Your instructions:
From the material that follows, please give the number of lines containing the string "mentioned", and that number alone.

Data records:

PR #273, opened 2019-06-24
Issue #224 Generic HTTP Error Handling

### LINKED ISSUE #224: Implement 503 Handling
Upon receiving a 503 response from Canvas, the library returns a `json.decoder.JSONDecodeError` instead of something more useful.

Implement handling for 503 response.

It's probably worth implementing generic handling for all 4xx and 5xx responses.

Thetwam:
# Proposed Changes

* Add generic error handling for 4XX and above HTTP errors

Fixes #224.

### DIFF
--- a/canvasapi/requester.py
+++ b/canvasapi/requester.py
@@ -111,6 +111,11 @@ class Requester(object):
             raise Conflict(response.text)
         elif response.status_code == 500:
             raise CanvasException("API encountered an error processing your request")
+        elif response.status_code > 400:
+            # generic catch-all for error codes
+            raise CanvasException(
+                "Encountered an error: status code {}".format(response.status_code)
+            )
 
         return response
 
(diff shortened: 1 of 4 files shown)


canvasapi/requester.py
```diff
@@ -111,6 +111,11 @@ def request(
             raise Conflict(response.text)
         elif response.status_code == 500:
             raise CanvasException("API encountered an error processing your request")
+        elif response.status_code > 400:
```
jessemcbride: Is it redundant to check > 400 _and_ 500 status codes?

Thetwam: I had assumed we wanted a separate error message specifically for 500 since we had already specified one, but am open to merging the 500 and >400 responses

jessemcbride: I can't think of a reason to isolate 500 errors specifically, so I'm also okay with merging them together.

Issue #68, opened 2017-09-05
Formatting Standardization


jessemcbride:
Consider using EditorConfig to establish consistent style.

See PR #67 for discussion on this, as well as [EditorConfig's](http://editorconfig.org/) official site.

jessemcbride:
Following some internal discussion, this doesn't seem necessary. Running flake8 in our testing environment locally and with Travis seems sufficient.

jessemcbride:
@Thetwam I'd like to revisit this if we add black as a dependency for code formatting.

Thetwam:
Since @jessemcbride resurrected this issue, I'll just use it as a place to talk about standardizing formatting in general.

The library that Jesse mentioned (`black`) is a super cool auto-formatter:

- https://www.mattlayman.com/blog/2018/python-code-black/
- https://black.readthedocs.io/en/stable/

I've been playing with it over the last week and am really impressed. I would definitely like to use it in our project.

Due to the sheer volume of files it will touch, we'll have to time integrating it completely into the workflow such that we don't disrupt active development. In the meantime, I've been quietly using it on a case-by-case basis when reviewing PRs. 

I think I'll throw together a WIP PR to explore what integrating it into our workflow entails.

Thetwam:
@jessemcbride Now that we have `black` as part of our workflow, are you okay with re-closing this issue?

jessemcbride:
Yeah, `black` fixes this. Closing.

PR #278, opened 2019-07-01
[WIP] Format and Syntax Quality Control

Thetwam:
# Proposed Changes

*Note: This request is currently a work in progress*

**TODO:** Documentation for using `black` and mention the alphabetical script

* Add Black as a test dependency
* Add Black to TravisCI test runner
* Blacken all code
* Add test for methods to be in alphabetical order
* Alphabetize methods in `canvasapi` module

Related to (but does **not** resolve) #68


Thetwam:
`black` requires Python 3.6 or higher to run, so running it on older versions of Python (like we do with our Travis tests) isn't an option.

It does provide a way of targeting formatting of certain versions, though:

```
-t, --target-version [py27|py33|py34|py35|py36|py37|py38]
    Python versions that should be supported by
    Black's output. [default: per-file auto-detection]
```

Issue #1393, opened 2024-03-27
start mapping button is not functional on mobile website and PWA


manjitapandey:
**Describe the bug**
I am unable to click on start mapping of any task on mobile. However it works on laptop. 

**To Reproduce**

1. Go to 'project page'
2. Click on 'any task'
3. Click on "start mapping"

**Expected behavior**
The status of task should be changed to locked for mapping. 

**Screenshots**

**Smartphone (please complete the following information):**

- Device: [Oppo F19 pro]
- Browser [Chrome]

spwoodcock:
Hmm, is this dev stage or prod?

manjitapandey:
It was replicable on all servers. Seems like this issue is there when users aren't logged in. 
The solution could be either allowing user to lock task without logging in or redirecting them to log in page.

spwoodcock:
For now can we allow locking and unlocking without log in? @Sujanadh

Sujanadh:
> For now can we allow locking and unlocking without log in? @Sujanadh

okay but how do we track who updated the status?

spwoodcock:
Good question!

We either don't provide the info of who updated & allow unauthenticated access, or provide a basic API for a simple type of auth.

We talked about email based auth being an option, but it would be very nice if we don't even need an email address!

What do you think about us having a temporary login token option, valid for one week?

The token would have restricted access to only view projects and update task status. 

The user could provide their name in an input field, and the API will generate and return a token in a cookie. 
This token will behave like the OSM cookie, but only be valid for one week

Open to other ideas too!

Sujanadh:
It sounds good to me

Sujanadh:
what about using jwt ? or are we saving token in database for basic authentication?

Sujanadh:
saving user info wont be possible unless we create a separate table for that. if it is temporary approach then we don't have to think much on saving user data. Using svcfmtm might be good as you mentioned.

spwoodcock:
I think it's the way to go for now then 👍

We can work out how to link to private projects later. 

One idea:
- The temp tokens can be granted by the project admin, where they enter an email address.
- Then a link is sent to the user.
- When they click a link in the email it sets a temp cookie via the API.

manjitapandey:
I am unable to test this since. the project area is not visible in mobile.

https://github.com/hotosm/fmtm/assets/97273021/611fb74c-c53e-40d9-b200-00a3e065c7f5

spwoodcock:
This should be testable now.

PR #1410, opened 2024-04-02
Temporary Authentication login

Sujanadh:

- [X] 🍕 Feature
- [ ] 🐛 Bug Fix
- [ ] 📝 Documentation
- [ ] 🧑‍💻 Refactor
- [ ] ✅ Test
- [ ] 🤖 Build or CI

## Related Issue

- Issue #1393 

## Describe this PR

This PR implements JWT authentication with a validity of 7 days. It includes a new endpoint, `/temp/login/` which creates a token and sets a cookie, and a wrapper function to verify the token and return static user info, which is `svcfmtm`.

## Review Guide


Sujanadh:
- I have used PyJWT package
- AUTH_SECRET_KEY with 64 bytes is randomly generated and is used in .env file
- Still need to update the dependency to update-task-status endpoint and related project  summary endpoints
- PyJWT package and pdm lock file are not pushed yet
- open to suggestions and improvements

spwoodcock:
This is pretty neat 😁

But there is no need for us to generate our own tokens, as this can be handled by OpenStreetMap.

I will send you the OSM auth token for svcfmtm and we can simply verify that using login_required.

The token can be set inside a cookie in the same way we do currently too

Sujanadh:
ohh ok i thought we are not using osm auth. I totally forgot svcfmtm is already an osm user ,not just made up user.

Sujanadh:
i have updated the temp login to use osm auth tokens.
what are the other endpoints that we are giving temporary access?

spwoodcock:
For sure we need to update the task status (lock/unlock) - that's the main one 👍

Sujanadh:
I have added login_required in update_task_status , is there anything to add?

src/backend/app/config.py
```diff
@@ -116,6 +116,9 @@ def assemble_db_connection(cls, v: Optional[str], info: ValidationInfo) -> Any:
     OSM_URL: HttpUrlStr = "https://www.openstreetmap.org"
     OSM_SCOPE: str = "read_prefs"
     OSM_LOGIN_REDIRECT_URI: str = "http://127.0.0.1:7051/osmauth/"
+    OSM_SVC_TOKEN: str = """ZXlKcFpDSTZNakF6T0RZeU1Ua3NJblZ6WlhKdVlXMWx
```
spwoodcock, line 119: This shouldn't be hardcoded, but configurable.

In the Pydantic, specifying `Optional[str]` makes the field nullable. Specifying `Optional[str] = None` makes the field optional (what we want).

The value is then injected via the `.env` file.
Don't worry about updating the example dotenv etc, I can do that after.

src/backend/app/auth/temp_auth.py
```diff
@@ -0,0 +1,63 @@
...
+    """
+    access_token = settings.OSM_SVC_TOKEN
+
+    response = JSONResponse(content={"access_token": access_token}, status_code=200)
+    cookie_name = settings.FMTM_DOMAIN.replace(".", "_")
+    response.set_cookie(
+        key=cookie_name,
+        value=access_token,
+        max_age=604800,
+        expires=604800,  # expiry set to 7 days,
```
spwoodcock, line 56: Very nice - we just need the frontend implementation now 👍

src/backend/app/main.py
```diff
@@ -30,7 +30,7 @@
 from osm_fieldwork.xlsforms import xlsforms_path
 
 from app.__version__ import __version__
-from app.auth import auth_routes
+from app.auth import auth_routes, temp_auth
```
spwoodcock, line 33: We probably don't need a new router for the single endpoint - should it go under the auth router?

src/backend/app/auth/temp_auth.py
```diff
@@ -0,0 +1,63 @@
...
+router = APIRouter(
+    prefix="/temp",
+    tags=["temp-auth"],
+    responses={404: {"description": "Not found"}},
+)
+
+
+@router.get("/login/")
+async def temp_login(
+    request: Request,
```
spwoodcock, line 34: One last thing: I think we should take an extra param `email` here. 

Thus implementation will work for now. 

When we have an email service included, maybe we ads the extra step to require verification by clicking a button in the users email inbox.

spwoodcock (changes requested):

spwoodcock:
> I have added login_required in update_task_status , is there anything to add?

There is also the GET project endpoint that we should probably put behind login again.

Sujanadh:
> > I have added login_required in update_task_status , is there anything to add?
> 
> There is also the GET project endpoint that we should probably put behind login again.

There is no dependency check in `GET` endpoints of project view; even non-logged-in users are allowed to view projects, right?
Are we now adding login_required to them?

src/backend/app/auth/temp_auth.py
Sujanadh: just an extra param for now?

spwoodcock:
> > > I have added login_required in update_task_status , is there anything to add?
> > 
> > 
> > There is also the GET project endpoint that we should probably put behind login again.
> 
> There is no dependency check in `GET` endpoints of project view; even non-logged-in users are allowed to view projects, right? Are we now adding login_required to them?

In the past we had projects behind a ProtectedRoute in the frontend, requiring login.
I removed it temporarily for field testing, but we probably need it back in, to cover the case of private projects (we can't have users able to access everything by default).

We can add the ProtectedRoute back into the frontend, meaning we probably also want `login_required` on 
https://github.com/hotosm/fmtm/blob/a50540a83a6f194092e052a57cb55edc6849c53c/src/backend/app/projects/project_routes.py#L218

The `project_dashboard` endpoint is also called on the project detail page.
https://github.com/hotosm/fmtm/blob/a50540a83a6f194092e052a57cb55edc6849c53c/src/backend/app/projects/project_routes.py#L1182
This should have `login_required` too, but also should not be called when the user goes to the project details, only when they go to the dashboard (requires frontend change)

Sujanadh:
makes sense :+1:

Sujanadh:
One question. Since private and public access are checked in mapper role but not in login_required, and for the temporary login also we use svcfmtm which is mapper by default. Again, in the future new login from any source will be assigned role `mapper` so better to use `mapper` dependency instead of login_required what do you think?

spwoodcock:
You are completely right!

We need to give this more thought!

We need temp users to be able to access projects, so they have to be assigned mapper role.
As they all use the svcfmtm user, this works fine for public projects. 
We just need to make sure the user svcfmtm exists and has MAPPER role.

I actually think that by default svcfmtm is ADMIN... we need to separate those roles and use two different usernames.

For private projects, we probably need a mechanism for project admins to generate an invite link. This could create a specific user tied to a project with MAPPER permission, so a user must have an invite like to access it.

Open to ideas!

Sujanadh:
Can't we change the role of svcfmtm to mapper? 
Yes, I agree with the idea of sending invites to users via email for the private project since we don't have ui to assign users to the project.

spwoodcock:
After discussion, we decided to:
- Remove ADMIN permission from default svcfmtm user account.
- Create a second user `betauser` that is manager for the FMTM Public Beta org.
  - This user is not an OSM user and is only local in the database.
  - It cannot be logged into.
- Use `svcfmtm` for the temp auth in this PR.

spwoodcock:
I just pushed updates:
- The user `svcfmtm` will have it's role set to 'MAPPER' at startup.
- The user `localadmin` is created at startup and is now the public beta org admin.

spwoodcock:
How are you using localadmin?

Login shouldn't work, except for during local development where login is skipped and localadmin is returned.

Can you check your db? The user should have been created at server startup with id 0 (the field should accept 0 no problem)

Sujanadh:
yes i checked db, it has record of localadmin. but while getting uid during check access in roles.py it doesn't extract id from the user_data though the data have id : 0. instead it returned above error.

spwoodcock:
Nice, if changing to 1 fixed the error, then all good!

spwoodcock (approved):

Issue #1326, opened 2024-03-05
Task IDs should be UUID or similar


spwoodcock:
**Describe the bug**

- Task IDs are currently just an incrementing integer.
- If we didn't use the IDs in code (and used the `project_task_prefix`, this wouldn't be a problem).
- But as things are we will end up with 1000's of tasks and a very large number.

**Expected behavior**

- Field `tasks.id` should be a uuid or similar, so that the task number doesn't matter.

manjitapandey:
The task breakdown:

- [ ] needs change on task ID 
- [ ] Needs updating on QR since  QR is related to task ID
- [ ] needs change on ODK 

Is any more components need to be modified? @spwoodcock

spwoodcock:
There's no need to update the QRCode component, as that only contains the `odk_token` from the database.

However:
- Previously we were creating the xFormId for referencing in ODK from the project name and task id.
- If we change the task id to be the internal task id to a project, this may break out references to ODK.
- As a result, it might be wise to complete https://github.com/hotosm/fmtm/issues/1418 prior to this task.

manjitapandey:
Shifting this issue to the top then. @Sujanadh can you look both of these issue parallelly??

PR #1470, opened 2024-04-22
Project task index as an user facing task_id

Sujanadh:

- [X] 🍕 Feature
- [ ] 🐛 Bug Fix
- [ ] 📝 Documentation
- [X] 🧑‍💻 Refactor
- [ ] ✅ Test
- [ ] 🤖 Build or CI

## Related Issue

- issue #1326 

## Describe this PR

- uses project task index to use it as a task id starting from 0 for each individual project
- uses uuid as a XFormId(odk_form_id)
- saves odk_form_id in the database table xforms along with category and project_id
there is still an issue uploading entities in the odk central
need some changes in osm fieldwork for proper log, i.e. xform name is taken from xformid, now it has been changed to uuid ,now need clear distinction between xform name and xformid
## Screenshots

N/A

## Review Guide

### DIFF
--- a/src/backend/app/central/central_crud.py
+++ b/src/backend/app/central/central_crud.py
@@ -20,6 +20,7 @@
 import csv
 import json
 import os
+import uuid
 from io import BytesIO, StringIO
 from typing import Optional, Union
 from xml.etree.ElementTree import Element, SubElement
@@ -211,8 +212,8 @@ def create_odk_xform(
             status_code=500, detail={"message": "Connection failed to odk central"}
         ) from e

Written reply:
2